IoT Security: Why its important and what should we do?

IoT Security
Security- A major concern of IoT


The core value of an Internet of Thinks device is Data. So all the existing security features in information and Internet technology can be used in the IoT spectrum also. One of the major principles guiding the security space is CIA triad. CIA in this context does not mean Central Intelligence Agency. It is an abbreviation for Confidentiality, Integrity, and Availability. The CIA principle is simple but widely used and is a must for all secure devices.

Let us understand the different components of CIA.

Confidentiality is a about not disclosing the information to an unauthorized party. This is one of the obvious aspect of the CIA model but also most attacked. Just like the OTP(One Time Password) you receive on your registered mobile number for “forgot password?” in any website. If that information is hacked your account can be hacked. Then like when you login to your bank account your user name and password is passed to the server from your web browser or mobile app, if hacked in the middle your account is compromised. There are both symmetric as well as asymmetric cryptography technique which are implemented when information is sent from one system to another.

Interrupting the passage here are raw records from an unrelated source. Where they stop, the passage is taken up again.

PR #99, opened 2023-02-03
Disable shield button when not connected

alexkeating:


components/TxForm.tsx
```diff
@@ -207,7 +208,7 @@ export const TxForm = ({ recipientAddress }: { recipientAddress?: string }) => {
             size="lg"
             mt=".75rem"
             width="100%"
-            isDisabled={chain?.unsupported}
+            isDisabled={!isConnected && chain?.unsupported}
```
mds1, line 211: I think we want an `or` here? So the button is disable if not connected, or if the chain is unsupported
```suggestion
            isDisabled={!isConnected || chain?.unsupported}
```

mds1: Actually I guess both end up behaving the same, since if not connected, the chain is unsupported?

alexkeating: yea, that's what I thought, I think your correction is more correct though

mds1 (approved):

Integrity is about the certainty that data is accurate and not changed on its journey from the original sender to the intended receiver. One of the most common attack, called man-in-the-middle attack, intercepts the data in the middle, makes changes required for the hack and then sends it to the intended receiver. To avoid this kind attack cryptographic signatures are required.

Availability of information refers to ensuring that authorized parties are able to access the information when needed. Information has no meaning if it is not available to the authorized user at the required time. Denying access to the information is very common nowadays. We hear about DDoS(Distributed Denial of Service) happening on reputed web servers. There can be other reasons of non availability like power outages or natural disaster. So doing backup at every stage of your IoT architecture is very necessary.

IoT systems mostly on public networks, but these networks are not secure most of the time. As we know that IoT brings in more capabilities and services along with an increase efficiencies and flexibility due to the connectivity of different ends which where closed, it also allows attackers to get access to those systems from the outside world. Reverse engineering techniques are often used to find out software vulnerabilities, which can be exploit further hacking the device for sabotage and espionage purposes, creating counterfeit products and for even stealing sensitive data.

It can be understood by now that CIA is mainly build around cryptographic operations. And as it is said that a crypto system should be secure even if everything about the system, except for the key, is public knowledge. This comes down to encryption and decryption of the information using the key.

In the world of cryptology there are many methods to do so, you have DES, AES for symmetric cryptography and RSA, ECC for asymmetric cryptography. It should be noted that these cryptographic technique are very much in the public domain, but the key remains secret which solves the purpose.

The big question still remains is how to implement these complex security tools in your IoT systems. We have to use technology which creates secured code and licenses which together with the secure element in the target system ensures that the code and the licenses can only be used on and individual device/system. This again can be integrated with existing ERP or e-commerce platforms bring in new business models like pay-per-use licenses or time based use in IoT domain, all in all creating a much secured system in the domain.